15h30-15h45 Coffee break

15h45 Jo Craigwood (Cambridge) “Political Writing, Literary Geographies and the English Embassy in Paris”

16h15 Diego Pirillo (Berkeley) “Relationship between diplomatic exchanges and literary representation in Sidney and Alberico Gentili”

18h00 Opening reception & concert

Friday 9th November (Salles des Actes, D29, Research Center)

Eastern Relations

Chair: Timothy Hampton

9H-10h Michael Barry (Princeton) De Legatione Babylonica

10h-10h15 Coffee break

10h15 Barbara Fuchs (UCLA) ‘Captives and Renegades as Intermediaries’

10h45 Ladan Niayesh (Paris 7 Diderot) Costume as Diplomatic Space : The Anglo-Persian-Catholic Case of Sir Robert Sherley

11h15 Roberta Anderson (Bath Spa University) ‘We have no great opinion of his wisdom, for coming with a turban on his head’: Ambassadors from the Orient to the Court of St James, 1603 – 1649

12h00-14h00 Lunch

Diplomatic representations: between reality and fiction

Chair: Michel Feuillet

14h00 Christine Duvauchelle (Musée National de la Renaissance) “François 1er et Soliman le Magnifique. Les Voies de la Diplomatie à la Renaissance”.

14h 30 Gemma Watson (Southampton) “Diplomacy in action: Roger Machado and the English embassies to Spain, Portugal and Brittany, 1488-1490)”

15h-15h15 Coffee break

Chair: Jean-Luc Nardone

15h15 Nathalie Rivere de Carles (UTM) : “The space of Proteus: stage(d) diplomacy in Early Modern England”.

15h45 Valeria Cimmieri (UTM) “Le pouvoir performatif de la parole diplomatique dans les tragédies italiennes inspirées des guerres contre les Turcs”.
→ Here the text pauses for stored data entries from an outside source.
PR #510, opened 2019-02-14
WIP: Simplify and standardize predicates

NickBolles:
### Summary

This is abstracting predicates to be run in 1 spot, in a very clean way. Hopefully makes predicates easier to maintain (not that they were hard to maintain, but eh)
Yes #509 

### Other Information
Basically this makes it so that predicates are called with runPredicate, and can be sync or async and uses the shared predicate in `skip-remianing-hooks` and `isNot`

it also makes it really easy to use predicates and predicates on arrays (multi-predicates like some, every etc)

Documentation updates:

#### IsNot
- Update predicate parameter to be async or sync

#### skip-remaining-hooks
- Update predicate parameter to be async or sync

#### some,every
- Update predicate parameter to be async or sync


NickBolles:
My main question with this is, is this change okay?

Basically all of the hooks that returned sync results when sync predicates were passed in will no longer be sync. They will return promises. 

I updated the skipRemainingHooks tests to account for promises and not check for the Sync function returning a sync result. But I wanted to wait to get feedback before going through the rest. (there's about 30 other tests that are currently failing)

Is this a breaking change? is there actually a use case for running a hook in sync mode? IMHO it just seems to complicate things. This PR will bring together all of the predicate running into a few very simple lines of code that are shared across all hooks. It will also allow some more powerful patterns, such as predicates inside of predicates and predicate functions that return promises (which could also be predicates). How useful those will actually be? I haven't put enough thought into. But hey. It's possible.

eddyystop:
I would think many more sync hooks are used rather than async ones. It may not matter for performance since, as you say, promises created with a value are immediately resolved, plus the hooks are run a promise chain anyway.

However people do run common hooks from within custom hooks and this would break that code. Therefore I will tag this for when we next make breaking changes to the repo.

Please submit a localized PR if you have a sync/async issue with a particular hook.

PR #515, opened 2019-04-25
Ensure `existsByDot` and `getByDot` honour properties with dots in keys

anthonygood:
Resolves: https://github.com/feathers-plus/feathers-hooks-common/issues/514

Origin of this change is the [`keep()`](https://feathers-plus.github.io/v1/feathers-hooks-common/#keep) hook failing for object keys containing dots (like `{ 'foo.bar': true }`).


marshallswain:
Thank you!

PR #541, opened 2019-11-14
Use Lodash for utility functions

daffl:
[Lodash](https://lodash.com/) is a widely used, highly tested and performance optimized library. This PR removes the custom utility functions and uses their Lodash equivalent.


marshallswain:
:shipit:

16h30-17h30 Dominique Goy-Blanquet (Picardie-Société Française Shakespeare): « Ces petits livres en françois de Messieurs les Hotmans » : familles et généalogies diplomatiques

20h Conference Banquet

Saturday 10th November

Diplomacy, visual arts and material language

Chair: Michael Barry

9h-10h Michel Feuillet (Lyon 3) « Chancellerie et diplomatie sous le pinceau de Pinturicchio : l’irrésistible ascension politique d’Aeneas Sylvius Piccolomini ».

10h-10h15 Break

10h15 Sophie Salviati (UTM) « L’impossible résurrection de la croisade : Deux exemples de présents diplomatiques orientaux à Florence entre 1461 et 1487 ».

10h45 Catherine Fletcher (Sheffield) “The language of liberality: towards a typology of diplomatic gifts in Renaissance Rome”
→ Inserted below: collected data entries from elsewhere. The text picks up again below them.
PR #543, opened 2019-11-20
Safely delete properties using lodash/omit

daffl:
This pull request removes the `delete-by-dot` and related helpers and instead removes properties safely by using [lodash _.omit](https://lodash.com/docs/4.17.15#omit). As with the move to other Lodash utilities in #541 it has been thoroughly tested, performance optimized and comes with predictable, well documented behaviour.

Most importantly, this change does no longer mutate existing objects which can cause many hard to debug issues and unexpected behaviour.


marshallswain:
:shipit:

11h15 Jean-Luc Nardone (UTM) “Des présents inutiles. Sur l’édition lyonnaise du catalogue des dons diplomatiques entre Espagne et Angleterre à l’occasion du mariage (raté) du Prince de Galles et de l’Infante d’Espagne”.

12h00 Lunch

14h30 Closing Speech & Private visit of the Musée des Augustins commented by Charlotte Riou (Museum Curator).